• _TASK PROMPT_: Where does the string "MarekBodingerBA" appear in the listing below? Copy every line where it does.

• _INFORMATION_:
*** Block opens ***

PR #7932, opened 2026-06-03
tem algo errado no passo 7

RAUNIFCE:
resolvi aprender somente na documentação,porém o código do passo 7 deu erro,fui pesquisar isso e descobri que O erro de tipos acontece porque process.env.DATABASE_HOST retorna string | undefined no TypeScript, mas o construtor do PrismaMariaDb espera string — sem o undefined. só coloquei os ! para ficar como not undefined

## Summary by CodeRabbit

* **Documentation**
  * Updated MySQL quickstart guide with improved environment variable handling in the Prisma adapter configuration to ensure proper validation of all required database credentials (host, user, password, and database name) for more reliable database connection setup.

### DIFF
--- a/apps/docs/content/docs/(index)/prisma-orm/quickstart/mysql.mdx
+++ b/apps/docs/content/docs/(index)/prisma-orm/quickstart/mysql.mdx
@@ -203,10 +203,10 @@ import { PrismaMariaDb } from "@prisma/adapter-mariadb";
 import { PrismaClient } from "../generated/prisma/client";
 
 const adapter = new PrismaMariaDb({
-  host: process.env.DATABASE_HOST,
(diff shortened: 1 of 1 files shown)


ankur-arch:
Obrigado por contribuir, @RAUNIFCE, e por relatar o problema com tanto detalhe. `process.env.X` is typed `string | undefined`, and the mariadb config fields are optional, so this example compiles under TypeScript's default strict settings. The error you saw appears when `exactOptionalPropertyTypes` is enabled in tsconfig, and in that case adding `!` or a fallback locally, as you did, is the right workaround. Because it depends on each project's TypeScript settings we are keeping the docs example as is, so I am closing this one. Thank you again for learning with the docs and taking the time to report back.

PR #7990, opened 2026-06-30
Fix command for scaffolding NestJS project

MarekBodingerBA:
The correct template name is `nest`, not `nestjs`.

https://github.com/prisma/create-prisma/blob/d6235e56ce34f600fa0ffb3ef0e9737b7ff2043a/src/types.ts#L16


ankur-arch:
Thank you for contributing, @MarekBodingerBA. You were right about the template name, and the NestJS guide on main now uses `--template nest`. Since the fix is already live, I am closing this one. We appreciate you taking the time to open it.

*** Block closes ***

• _RESPONSE TO THIS TASK_:
MarekBodingerBA:
Thank you for contributing, @MarekBodingerBA. You were right about the template name, and the NestJS guide on main now uses `--template nest`. Since the fix is already live, I am closing this one. We appreciate you taking the time to open it.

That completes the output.